The Ecotone: Diversity and Prosperity in Difference
The question that I have been exploring is now more clear. Inspired by the Deleuzian metaphor of the rhizome I have been unconsciously asking a biological question. The question is this: May I apply a biological concept to culture? I have, until this point, refused to ask such a question. Cultural studies in general has shied away from biology for some time. Borrowing the concept of evolution for biology has had devastating consequences that are all well-known. So as a social scientist the rule is to generally avoid taking a concept from a biology discipline. This however, in this case, may be a weakness in the social sciences. The biological world, which we all share, may have interesting examples of diversity in work.
Diversity also has a long history. Once upon a time diversity mean that a concept wasn’t old enough to have established a central way of being. Diversity was a weakness. We now know this is wrong. Old systems are more diverse than young systems. We also know that diverse systems are more resilient than less diverse systems. Further, we all know that a rhizome unlike a plant does not die just because part of it suffers from disease or dies. The rhizome, if cut, becomes two plants. The rhizomes power is its ability to embody diversity and non-centrality.

The City and The Country: Is 1960s folk music a cultural ecotone?
Human culture, and the act of cultural flowering is a rhizome. We now know scientifically that all of humanity is part of the same genetic plant that is wrapped around the globe. We are a rhizome. Parts were separated from other parts and have developed differently. This includes ethnicity or how the human creature looks in different places in the world. We are all the same and different. We now have scientific evidence for humanism! But why has the banner of humanism not been raised, and the celebration begun?

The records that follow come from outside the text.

Issue #974, opened 2021-01-25
Add 'any' to DND5E.targetTypes


aaclayton:
Originally in GitLab by @jeremyregnerus

D&D 5e uses the language **_target_** often in their stat blocks, which encompasses a creature, object or location as a single defined target type. This is different than targeting a creature or an object exclusively. This target type is not currently included in DND5E.targetTypes.

PR #1638, opened 2022-07-15
[#974] Add Target to DND5E.targetTypes

djinnstar:
[Potentially solves #974]

Adds a generic "Target" to the targetTypes - "Target" here refers to the group of creatures and objects, i.e. "you throw a fire bolt at one creature or object" or "this spell affects one target". 

The actual fix is in the first commit - a single line that just adds the targetType.
The second commit updates all the SRD compendia packs with this option.
The third commit compiles the packs.


djinnstar:
> If you can rebase this to target the `v10-dev` branch and fix the merge issues then I'll push to get it into 2.0.

Done!

arbron (approved):

arbron (changes requested):
`config.js` should be `config.mjs` in the latest version.

Also, looks like you'll have to recompile `spells.db` because of some changes Atropos is making at the moment.

Varriount:
I feel like just "Target" is a bit *too* ambiguous - if this *only* refers to entities (creatures and objects), then it should be named something like "TargetEntity". If it also refers to areas, then "TargetAny" (or "TargetAnything") would be better.

djinnstar:
@arbron Thanks! Updated config.mjs and spells.db.

djinnstar:
> As a programmatic identifier, I feel like just `target` is a bit too ambiguous - if this _only_ refers to entities (creatures and objects), then it might be better to use something like `entity`. If it _also_ refers to areas, then `anything` would be better.
> 
> With regards to labels, "Creature or Object" or "Creature, Object, or Area" would also be my suggestions, respectively.

I agree that `entity` and `anything` can serve as better identifiers for an API to use, but they're also not real DnD terminology. Instead, DnD rules sometimes say "target" ambiguously to mean either "Creature or Object" or "Creature, Object, or Area", and we might want to preserve that. Ultimately we should get input from the higher-ups before deciding!

arbron (changes requested):
I think `target` is the right choice because of how it aligns with accepted 5e terminology.

Looks like `spells.db` will be needed to be rebuilt again atop the latest `v10-dev`, but other than that everything looks good.

aaclayton:
`target: target` conveys no useful information. I would really prefer we have a different term.

Varriount:
As a compromise, what about `anyTarget`?

As an aside, this kind of problem exposes some of the existing weaknesses in how targeting is handled - in the future, it might be better to allow multiple target categories to be selected, rather than a single one (I'm aware this would be a breaking change).

aaclayton:
I think some options I would be okay with are `single`, `creatureOrObject`, or `any`.

arbron (changes requested):
If you could rebase this atop `2.1.x` and switch to using a more descriptive key as discussed (I'm thinking `creatureOrObject`) then we could see about getting this moved along.

Fyorl:
Closed in favour of #2378

PR #1641, opened 2022-07-16
Slight reorganization of application files

arbron:
- Create `item` folder within `applications`, move `AbilityUseDialog` into it because it is only used by items, not actors
- Rename `actor-armor.mjs` to `armor-config.mjs, `actor-type.mjs` to `type-config.mjs`, `actor-flags.mjs` to `sheet-flags.mjs` to match with other files and their class names


aaclayton:
Looks like this hit a conflict with your other merge, but if you can sort that out we can get these changes merged in no problem.

arbron:
> Looks like this hit a conflict with your other merge, but if you can sort that out we can get these changes merged in no problem.

That's the trouble with including the compiled javascript in the repo.

PR #1644, opened 2022-07-17
Rewrite gulpfile in ESM format, update release workflow to use proper compiled output

arbron:
- No longer includes compiled `dnd5e.mjs` in repo
- Now does the compilation during the release build process
- Adds source maps to built output
- Reworks gulpfile and utils using ES modules


aaclayton (approved):
Works for me, thanks @arbron

Issue #1082, opened 2021-04-15
Additions to Actor proficiencies should automatically update current owned Items which should now be flagged as proficient.


aaclayton:
Originally in GitLab by @denisPoifol

What happened:
If my character is equiped with a leather armor and its proficiency to light armors is not yet set, when setting it the armor is still marked as "not proficient"

What I expected to happen:
Ideally setting light armor proficiency to the character would make him proficient with any light armor he owns

Additional notes:

This is also true when :
- dealing with a weapon
- removing proficiency and the object was marked as proeficient

System version:
Foundry v0.7.9
D&D5e v1.2.4

djinnstar:
I think I have a working commit that just needs refactoring, JSDoc annotations, etc. - should be ready to submit the PR in a day or so!

arbron:
Based on discussion in the original pass at this, we decided that rather than storing proficiency on the items, we would automatically calculate it during `prepareData` while adding a `proficiencyMode` property that allows an item to be set to `"Automatic"`, `"Always Proficient"`, or `"Never Proficient"`.

This solution is currently blocked by #774

djinnstar:
We might want a bit more flexibility depending on the final solution of #774. `“Automatic`, `“Always”`, and `“Never”` don’t allow the user to specify double/half proficiency, and it might be better to have `proficiencyMode` be a value from an enumeration, maybe something like `config.dnd5e.proficiencyValues.{expertise|half|full|none|auto}`. It would also give devs an easy way to modify the options and add something else (maybe like 1/3rd proficiency - nonsense in SRD RAW but maybe something a user might want to do).

Issue #774, opened 2020-11-08
Expand the Tool Proficiencies in the actor traits to encompass expertise


aaclayton:
Originally in GitLab by @Kandashi

The current Armour/Weapon/Tool proficiency lists only currently allow for boolean values, which works fine for armour or weapons but donst fully encompass the Tool proficiencies. 

Expanding this system to include procifiency levels (half/expertise) with tools (and potentially weapons) would allow for more accurate representation of the actors stas (and allow for custom weapons that allow for expertise)

PR #1646, opened 2022-07-18
[#1082] Add automatic proficiency updates for items when the owning actor's proficiency list changes

djinnstar:
[Potentially solves #1082]

Whenever _onUpdate is triggered on an Actor, update the proficiencies of any items related to the original update. 

Note: There might be a better place to attach this than "_onUpdate", but I couldn't find a less frequent method that gets called every time the actor's proficiencies change. The current slowdown is small (checks if weaponProf, armorProf, or toolProf is included in every update), but there might be a more efficient location for this.

Note: When we get working tool proficiencies in 1.8.x (see #774), this section should be updated to handle non-binary tool proficiencies like expertise and half-proficiency.

### DIFF
--- a/module/actor/entity.js
+++ b/module/actor/entity.js
@@ -2060,6 +2060,28 @@ export default class Actor5e extends Actor {
   _onUpdate(data, options, userId) {
     super._onUpdate(data, options, userId);
     this._displayScrollingDamage(options.dhp);
+    this._updateOwnedProficiencies(data);
+  }
+
+  /* -------------------------------------------- */
+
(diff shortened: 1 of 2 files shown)


arbron:
This was like my original attempt to resolve this issue, but after discussion we decided to move in a different direction of automatically determining the proficiency in `prepareData`. Unfortunately some of that conversation got lost in the transition over from GitLab.

I have a branch that implements the automatic proficiency, but it is held up because we don't have a method for representing tool expertise on a character sheet.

Because it seems, from my narrow point of view perhaps, that we are more conceptually divided than we have ever been. Race has become a dominant metaphor used to prove unreconciled differences. This approach to race, which is really culture as ethnicity, is a method of thinking of human groups as separate groups of different creatures. But what if we were to turnover “diversity as weakness’ and make it “diversity as strength”.
Ecology has a concept for this: Ecotone (perfect for musical scholarship!). The ecotone is the space where two ecosystems connect. Ecosystems, like cultural systems, and mineral systems, have fuzzy and permeable borders. These borders are not fences nor are they walls they are the ecotone. It is a space of negotiation and high diversity. The ecotone is the ecological space of increased diversity. It is at the borders of systems that diversity and production really peaks. (The audio work that Steve Feld has done at the border between the jungle and the Kaluli village is a recording of the ecotone)
The ecotone is a suggestive concept. What happens at the borders of cultural systems? Is there evidence to suggest that there are spaces, at the borders of cultural or ethnic systems, where diversity increases? Do humans also have ecotones and if so what do they look like? Are they spaces with more life, more health, more creativity? In this case it seems that this is an environmental concept that could be explored in cultural studies.
The ecotone may also be an important concept for cultural sustainability. Instead of putting our focus on the preservation of cultural practices and using organization, similarity, and centrality as a measure of cultural health maybe we can take a lesson from the biological sciences and explore the borders of cultural systems to see what is at work there. Maybe innovation, new scenes, new practices and diversity is also an example of cultural health taking place in the ecotone.